Over the last decade, three blockbuster drugs—Biogen’s Spinraza, Roche’s Evrysdi and Novartis’ gene therapy Zolgensma—have transformed the treatment landscape for spinal muscular atrophy (SMA). Despite the advancements, there remains unmet need in the indication.
Biogen, which was first to score an approval in SMA in 2016, is attempting to address it with a higher dose version of Spinraza (nusinersen). On Wednesday, the company revealed that a portion of its phase 2/3 DEVOTE study met its primary endpoint, as a higher dose of Spinraza improved the motor function of treatment-naïve infants with SMA.
In Part B of the DEVOTE trial, two starting 50 mg doses of nusinersen taken 14 days apart—followed by 28 mg maintenance doses every four months—significantly improved the mobility of patients, as measured by the change from baseline on the Children’s Hospital of Philadelphia-Infant Test of Neuromuscular Disorders (CHOP-INTEND) metric, according to Biogen.
The study compared the high-dose regimen to a matched, untreated sham control group from the phase 3 ENDEAR study, which enabled Spinraza's original approval.
In the DEVOTE trial cohort, 75 patients were randomized 2:1 to receive the higher-dose regimen or the FDA-approved dosage of 12 mg, which includes four starting treatments, followed by maintenance doses every four months.
While the high-dose version of Spinraza met the trial's endpoint compared to sham, the results also “trended in favor” of the investigational regimen compared to the currently approved dosage on key biomarker and efficacy measures, Biogen said.
Biogen plans to submit for regulatory approval of this investigational dose regimen, it said.

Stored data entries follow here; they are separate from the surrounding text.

PR #2427, opened 2023-06-27
dataclient/kubernetes: reduce amount of logs

AlexanderYastrebov:
Log Ingress/RouteGroup processing messages at most once per minute unless log level is debug.

PR #2637, opened 2023-09-29
dataclients/kubernetes: improve logging

AlexanderYastrebov:
* log number of received routegroups
* log distinct messages once per ingress/routegroup
* log number or all routes loaded and mapped

### DIFF
--- a/dataclients/kubernetes/clusterclient_test.go
+++ b/dataclients/kubernetes/clusterclient_test.go
@@ -6,8 +6,11 @@ import (
 	"os"
 	"strings"
 	"testing"
+	"time"
 
 	log "github.com/sirupsen/logrus"
+	"github.com/stretchr/testify/assert"
+	"github.com/stretchr/testify/require"
 
 	"github.com/zalando/skipper/dataclients/kubernetes"
 	"github.com/zalando/skipper/dataclients/kubernetes/kubernetestest"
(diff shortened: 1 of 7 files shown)


dataclients/kubernetes/clusterclient_test.go
```diff
@@ -251,3 +254,63 @@ spec:
 		})
 	}
 }
+
+func TestLoggingInterval(t *testing.T) {
```
AlexanderYastrebov, line 258: Moved from logger_test.go

dataclients/kubernetes/logger_test.go
```diff
@@ -1,76 +1,82 @@
...
+		l.Debugf("test message")
+		l.Infof("test message")
+		l.Errorf("test message")
+
+		assert.Equal(t, 0, strings.Count(out.String(), `level=debug`))
+		assert.Equal(t, 0, strings.Count(out.String(), `level=info`))
+		assert.Equal(t, 1, strings.Count(out.String(), `level=error`))
+	})
+
+	t.Run("test logs once per level", func(t *testing.T) {
```
MustafaSaber, line 52: Maybe another test case for multiple logs but we only count 1? this should yield also to 1 in debug level and not 1 in other levels right?

AlexanderYastrebov: Not sure I get it. Previous test checks we log a single message and this checks that we log once

dataclients/kubernetes/logger.go
```diff
@@ -1,32 +1,62 @@
...
-		l.logger.Errorf(format, args...)
+		l.once(log.ErrorLevel, format, args...)
+	}
+}
+
+func (l *logger) once(level log.Level, format string, args ...any) {
+	if !l.logger.Logger.IsLevelEnabled(level) {
+		return
+	}
+	l.mu.Lock()
```
RomanZavodskikh, line 49: Is it okay to create high lock contention on the logger (from the quick look it seems it must be used very frequently)?

dataclients/kubernetes/logger_test.go
MustafaSaber: Yeah my bad, I misunderstood the loop

dataclients/kubernetes/logger.go
RomanZavodskikh: Mustafa pointed out we have some loggingInterval constant https://github.com/zalando/skipper/blob/v0.18.14/dataclients/kubernetes/logger_test.go#L42 which defines how often logger will produce output.
Let's imagine l.Errorf is callel 1_000_000 times in the single loggingInterval. In this case, will this mutex be locked 1_000_000 times? Or only once?

AlexanderYastrebov: Dataclient is actually single threaded so there is no lock contention, I added mutex because underlying logger is thread-safe so I wanted to keep this property.

We ratelimit logs to log every minute, see https://github.com/zalando/skipper/pull/2427

This change eliminates duplicate messages within single update cycle.

RomanZavodskikh:
:+1:

szuecs:
:+1:

PR #2634, opened 2023-09-27
Decouple fadeIn from loadbalancer

RomanZavodskikh:
Decouple fadeIn from loadbalancer

PR #2648, opened 2023-10-05
Added LBEndpoint field in routing.LBContext struct

RomanZavodskikh:
The routing.Route field of routing.LBContext struct will be eventually removed because loadbalancer in general does not require the full information about route, only about endpoints to balance load between.

You can think about this PR as preliminary one for the https://github.com/zalando/skipper/pull/2634

### DIFF
--- a/loadbalancer/algorithm.go
+++ b/loadbalancer/algorithm.go
@@ -73,7 +73,7 @@ func fadeIn(now time.Time, duration time.Duration, exponent float64, detected ti
 func shiftWeighted(rnd *rand.Rand, ctx *routing.LBContext, now time.Time) routing.LBEndpoint {
 	var sum float64
 	rt := ctx.Route
-	ep := ctx.Route.LBEndpoints
+	ep := ctx.LBEndpoints
 	for _, epi := range ep {
 		detected := ctx.Registry.GetMetrics(epi.Host).DetectedTime()
 		wi := fadeIn(now, rt.LBFadeInDuration, rt.LBFadeInExponent, detected)
@@ -97,7 +97,7 @@ func shiftWeighted(rnd *rand.Rand, ctx *routing.LBContext, now time.Time) routin
 
 func shiftToRemaining(rnd *rand.Rand, ctx *routing.LBContext, wi []int, now time.Time) routing.LBEndpoint {
 	notFadingIndexes := wi
-	ep := ctx.Route.LBEndpoints
+	ep := ctx.LBEndpoints
 
 	// if all endpoints are fading, the simplest approach is to use the oldest,
 	// this departs from the desired curve, but guarantees monotonic fade-in. From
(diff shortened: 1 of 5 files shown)


proxy/proxy.go
```diff
@@ -469,6 +469,8 @@ func setRequestURLForDynamicBackend(u *url.URL, stateBag map[string]interface{})
 }
 
 func setRequestURLForLoadBalancedBackend(u *url.URL, rt *routing.Route, lbctx *routing.LBContext) *routing.LBEndpoint {
+	lbctx.LBEndpoints = rt.LBEndpoints
```
AlexanderYastrebov, line 472: Lets do this either at the place where context is created or maybe better move context creation here.

routing/routing.go
```diff
@@ -190,10 +190,11 @@ type LBAlgorithm interface {
...
 type LBContext struct {
-	Request  *http.Request
-	Route    *Route
-	Params   map[string]interface{}
-	Registry *EndpointRegistry
+	Request     *http.Request
+	Route       *Route
+	Params      map[string]interface{}
+	Registry    *EndpointRegistry
+	LBEndpoints []LBEndpoint
```
AlexanderYastrebov, line 197: Lets move this between Route and Params

proxy/proxy.go
RomanZavodskikh: > Lets do this either at the place where context is 
I like this idea, I've done that.

> or maybe better move context creation here.
I like this way less, because I need to redeclare a lot variables from `func mapRequest(...` in `func setRequestURLForLoadBalancedBackend(...`
```
index 80b41df3..dddf641f 100644
--- a/proxy/proxy.go
+++ b/proxy/proxy.go
@@ -468,7 +468,13 @@ func setRequestURLForDynamicBackend(u *url.URL, stateBag map[string]interface{})
        }
 }
 
-func setRequestURLForLoadBalancedBackend(u *url.URL, rt *routing.Route, lbctx *routing.LBContext) *routing.LBEndpoint {
+func setRequestURLForLoadBalancedBackend(ctx *context, registry *routing.EndpointRegistry) *routing.LBEndpoint {
+       r := ctx.request
+       rt := ctx.route
+       stateBag := ctx.StateBag()
+       u := r.URL
+       lbctx := &routing.LBContext{Request: r, Route: rt, LBEndpoints: rt.LBEndpoints, Params: stateBag, Registry: registry}
+
        e := rt.LBAlgorithm.Apply(lbctx)
        u.Scheme = e.Scheme
        u.Host = e.Host
@@ -490,7 +496,7 @@ func mapRequest(ctx *context, requestContext stdlibcontext.Context, removeHopHea
        case eskip.LBBackend:
-               endpoint = setRequestURLForLoadBalancedBackend(u, rt, &routing.LBContext{Request: r, Route: rt, LBEndpoints: rt.LBEndpoints, Params: stateBag, Registry: registry})
+               endpoint = setRequestURLForLoadBalancedBackend(ctx, registry)
        default:
                u.Scheme = rt.Scheme
                u.Host = rt.Host

```

loadbalancer/algorithm.go
```diff
@@ -73,7 +73,7 @@ func fadeIn(now time.Time, duration time.Duration, exponent float64, detected ti
 func shiftWeighted(rnd *rand.Rand, ctx *routing.LBContext, now time.Time) routing.LBEndpoint {
 	var sum float64
 	rt := ctx.Route
-	ep := ctx.Route.LBEndpoints
```
AlexanderYastrebov, line 76: Please check that we do not accidentally use `ctx.Route.LBEndpoints` somewhere else in algorithms.

AlexanderYastrebov:
:+1:

RomanZavodskikh:
:+1:

proxy/proxy.go
AlexanderYastrebov: This is actually better because it nicely contains all endpoint selection logic and creates a place to extend in the future.
Also  
```
	u.Scheme = e.Scheme
	u.Host = e.Host
```
can be moved out of setRequestURLForLoadBalancedBackend as its not related to endpoint selection,
setRequestURLForLoadBalancedBackend could be renamed to selectLoadBalancedEndpoint (or something alike)

AlexanderYastrebov: https://github.com/zalando/skipper/pull/2652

The higher-dose regimen was generally well tolerated, with reported adverse events generally consistent with SMA and the known safety profile of Spinraza. The percentage of serious adverse events was lower in the higher dose regimen (60%) as compared to the 12 mg group (72%).
The results are from one portion of Part B of the trial, which includes infantile-onset patients and is considered the pivotal part of the study. The other portion of Part B is for a later-onset cohort of SMA patients.
Part A of the DEVOTE study evaluates the safety of the higher-dose regimen while Part C of the trial assesses the safety and tolerability of transitioning patients from the currently approved dose to the higher-dose regimen.
Spinraza is designed to increase the levels of survival motor neutron (SMN) in people with SMA. SMN is essential for the health of motor neurons, the specialized nerve cells that control voluntary movement.
Biogen reported blockbuster sales for Spinraza in its second full year on the market. Sales peaked at $2.1 billion in 2021 and have declined since to $1.7 billion last year.
As for the competition, sales of Novartis’ Zolgensma, which was approved in 2019, peaked in 2022 at $1.4 billion before declining to $1.2 billion last year. Meanwhile, Roche’s Evrysdi, which was approved in 2020, has been on an upward trajectory, generating sales of 1.42 billion Swiss francs ($1.7 billion) in 2023.